:: Given data ::
++++++++

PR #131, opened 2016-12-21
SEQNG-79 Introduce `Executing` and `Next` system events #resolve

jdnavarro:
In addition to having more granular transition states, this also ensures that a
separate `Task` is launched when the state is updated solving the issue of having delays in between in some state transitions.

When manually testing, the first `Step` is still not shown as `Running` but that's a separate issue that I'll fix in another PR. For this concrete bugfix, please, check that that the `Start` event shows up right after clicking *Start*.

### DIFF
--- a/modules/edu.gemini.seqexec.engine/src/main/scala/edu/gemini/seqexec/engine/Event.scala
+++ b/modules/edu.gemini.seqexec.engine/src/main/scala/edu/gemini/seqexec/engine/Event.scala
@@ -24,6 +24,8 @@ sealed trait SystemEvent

++++++++

:: Prompt ::
How many lines of the listing include the string "that"? Respond with the number only.

:: Response to the exercise ::
2